Since 1996, the Joint POW/MIA Accounting Command (JPAC), has conducted 33 Joint Field Activities (JFA’s) in North Korea. [Source: DTIC as of 2 Nov 2007] “Because the temporary suspension of field operations in North Korea remains in effect, no JFA’s are scheduled in 2006,” the DPMO web site reports. None were scheduled in 2007, either.
It has been the policy of the U.S. government for the last two years to not even seek permission to search for and retrieve remains. Requests for JFA’s were suspended in 2005 based on the volatile political situation that then existed. In effect, the government adopted a “don’t ask, don’t search” policy that is still in place even though relations with the government of North Korea have improved significantly in recent months.
The DoD department that coordinates and conducts such searches—Defense Prisoner of War/Missing Personnel Office, DPMO—is still waiting for authorization from the National Security Council or the State Department to request permission from the North Korean government to conduct JFA’s.
“On this Veterans Day,” President Bush affirmed on November 11, 2005, “we honor the courage of those who were lost in the current struggle. We think of the families who lost a loved one; we pray for their comfort. And we remember the men and women in uniform whose fate is still undetermined — our prisoners of war and those missing in action. America must never forget their courage. And we will not stop searching until we have accounted for every soldier and sailor and airman and Marines missing in the line of duty. (Applause.)”
The White House promised that it “will not stop searching until we have accounted for every soldier and sailor and airman and Marine missing in the line of duty.” However, the United States has not requested permission from the North Korean government to search for remains of U.S. MIA’s in over two years.
The question being asked by all the families of Korean War KIA/MIA service members is when will the White House put real meaning behind a currently empty promise? When will Korean War searches be resumed so that the families, now increasingly elderly, can find closure? Why is it necessary to add to the suffering endured by these families, who know where their loved ones are buried, but realize that senior government decision makers are not placing a high enough priority on efforts to bring them home with the “dignity and honor” they deserve. When will the National Security Council or the State Department, the levels at which this decision needs to be made, allow the Defense Department to resume discussions with the North Korean government about this important initiative?

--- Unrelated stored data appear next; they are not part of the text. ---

PR #562, opened 2026-09-03
feat: add noRequeue option to Readiness to suppress periodic poll

### LINKED ISSUE #561: add an option to skip periodic poll for stable resources (SuccessfulCreate + ResourceUpToDate)
In large fleets, provider-kubernetes generates a continuous stream of reconcile events even for resources that have been stable since creation. Every resource is requeued after each poll interval and `Observe()` contacts the remote cluster regardless of whether the resource has ever drifted.

For resources with `readiness.policy: SuccessfulCreate`, the provider already knows after the first successful create that the resource is ready. On every subsequent poll, `Observe()` returns ResourceUpToDate: true unconditionally (no drift is ever detected), yet the resource is still requeued at the configured --poll interval. That makes sense when you want to ensure the resource is still there, but **there should be some sort of fire-and-forget mechanism that can be enabled after the resource is ready at least once** .

At scale this is significant. We have seen a case, for example, with ~8k Object resources × 1 poll/30min ≈ 4 unnecessary remote Kubernetes API calls per second, sustained indefinitely, generating noise in both the control plane cluster (Crossplane events) and the remote clusters (API server load).

Notice this isn't the same as setting `crossplane.io/paused: "true"`. When paused is set, it will also stop receiving updates, meaning any change in the object won't be propagated. What we actually need is an option that stops the `Observe()` calls for resources with `readiness.policy: SuccessfulCreate` once they become ready.

Introduce a new readiness.policy value `SuccessfulCreateFireAndForget` (name open to discussion) that extendsSuccessfulCreate with the additional behaviour of suppressing periodic Observe() calls once the resource is ready.

  Behaviour:
  - First reconcile: behaves identically to SuccessfulCreate. Creates the resource, marks `Ready: True` immediately after the create call succeeds.
  - Subsequent reconciles: skips the remote `Observe()` call entirely and does not requeue periodically.
  - Spec change: the existing watch mechanism triggers an immediate reconcile as normal. The remote `Observe()` runs, and if an update is needed it is applied. Once done, the resource returns to the no-requeue state.

pedromartinssouza:

Adds a `noRequeue` boolean field to the `Readiness` struct (both cluster and namespaced Object types). When set to `true` and the object has `Ready: True`, the `WithPollIntervalHook` returns `0`, suppressing the periodic poll requeue. The provider will not contact the remote cluster again until a spec change triggers a reconcile via the watch mechanism.

This is a pure opt-in performance knob — default is `false`, preserving all existing behaviour. It is orthogonal to `policy` and works with any readiness policy.

Example usage:
```yaml
readiness:
  policy: SuccessfulCreate
  noRequeue: true
```

Fixes #561

I have:

- Unit tests added for `buildPollIntervalHook` in both `internal/controller/cluster/object/object_test.go` and `internal/controller/namespaced/object/object_test.go`, covering all four combinations of `noRequeue` and `Ready` state.
- `go test ./...` passes cleanly.
- CRD YAML regenerated via `go generate ./apis/...`.

### DIFF
--- a/apis/cluster/object/v1alpha2/types.go
+++ b/apis/cluster/object/v1alpha2/types.go
@@ -151,6 +151,14 @@ type Readiness struct {
 	//  `object.status.conditions.all(x, x.status == "True")` mimics the behavior of the AllTrue readiness policy
 	//  `object.status.conditions.exists(c, c.type == "condition1" && c.status == "True" )` checks just one condition
 	CelQuery string `json:"celQuery,omitempty"`
+
+	// NoRequeue suppresses the periodic poll requeue once the object is ready and up-to-date.
+	// The object will still be reconciled immediately on any spec change via the watch mechanism.
+	// This is useful for large fleets of stable resources where periodic Observe() calls to the
+	// remote cluster are unnecessary overhead.
+	// +optional
+	// +kubebuilder:default=false
+	NoRequeue bool `json:"noRequeue,omitempty"`
 }
 
 // ConnectionDetail represents an entry in the connection secret for an Object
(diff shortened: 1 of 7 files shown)


jonasz-lasut:
As discussed in the issue - superseded by crossplane-runtime >=v2.3.0 support for per resource poll interval customization via annotation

The U.S.-N.K. political environment has changed. When will political decisions being made by the Executive Branch reflect the improved environment–when will the Korean War KIA remains repatriation issue become a priority for our national leaders? Words in speeches are “cheap.” These young men didn’t give lip service to their devotion to duty. When will our government show the same devotion to duty as these soldiers, sailors, airmen and Marines, who paid the highest price of all?
The official Dod “Strategy” on missing personnel commits the U.S. government to its military members, DoD civilians and DoD contractors “that if they become missing from their units, are captured, or die while serving our Nation in combat, every effort will be made to see they are recovered and returned with all the dignity and honor they deserve.”
Clearly, that commitment currently lacks support from the highest echelons of the U.S. government. What does the “don’t’ ask, don’t search” policy do for the morale of today’s serving men and women? Until the families of Korean War-era KIA servicemen know that JPA’s are once again a priority for our government, the “universal expectation that no one will be left behind” cannot be the “fundamental article of faith that underpins the motivation and confidence of every U.S. service member deploying to a foreign duty location.”
Why aren’t’ we back in North Korea recovering the remains of our boys? When can the families of Korean War KIA’s gain closure?